In number theory you study properties/patterns of the numbers. This is an example of such a property.
These properties often seem like they don’t have any applications, and often they don’t, but not always. For example, cryptography is basically all based on number theory.
I watched a great series once on generating ~prime numbers which explained how to use number theory to check a randomly generated number for a probability of being prime. By using a bunch of weird rules, you can be ~99% sure it's prime without having to do huge computations.
It's possible that solving this problem in a satisfactory way would teach us something useful about number theory, that's useful in real world practical stuff.
Andrew Wiles' proof of Fermat's Last Theorem is based on the modularity of elliptic curves. I'm not sure to what extent Wiles' proof contributed to elliptic curve cryptography hitting the scene a decade later, but it probably didn't hurt.

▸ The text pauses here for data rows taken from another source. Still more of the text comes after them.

PR #2823, opened 2019-04-15
Update to RN 0.59

orta:
This works for a lot of screens, but there are a few queries which fail on staging. Shouldn't be a blocker for merging and making a beta IMO.

Screen Shot 2019-04-15 at 4 08 35 PM

### DIFF
--- a/Podfile
+++ b/Podfile
@@ -96,7 +96,7 @@ target 'Artsy' do
   # use `cat ~/.cocoapods/repos/artsy/Emission/1.x.x/Emission.podspec.json` to see the Podspec
 
   # For Stripe integration with Emission
-  pod 'tipsi-stripe', git: 'https://github.com/tipsi/tipsi-stripe.git', tag: '5.2.4'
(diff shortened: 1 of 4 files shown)


Podfile
```diff
@@ -96,7 +96,7 @@ target 'Artsy' do
   # use `cat ~/.cocoapods/repos/artsy/Emission/1.x.x/Emission.podspec.json` to see the Podspec
 
   # For Stripe integration with Emission
-  pod 'tipsi-stripe', git: 'https://github.com/tipsi/tipsi-stripe.git', tag: '5.2.4'
+  pod 'tipsi-stripe', git: 'https://github.com/tipsi/tipsi-stripe.git', tag: '7.4.0'
```
ashfurrow: Once a beta is submitted, we'll want to double-check that the bid flow credit card entry UI still works (it relies on `tipsi-stripe`).

ashfurrow:
I'll submit a beta now.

Like a lot of these "cute" problems, finding a proof of the problem requires a new theorem or novel application of a technique which benefits mathematics overall.
As a prime example, Fermat's Last Theorem was not a particularly applicable mathematical theorem. But when Andrew Wiles found a proof, he ended up proving several other elliptic curve conjectures which were important to the field.
Why do we care if every integer not equal to 4 or 5 modulo 9 is the sum of three cubes? Just for fun?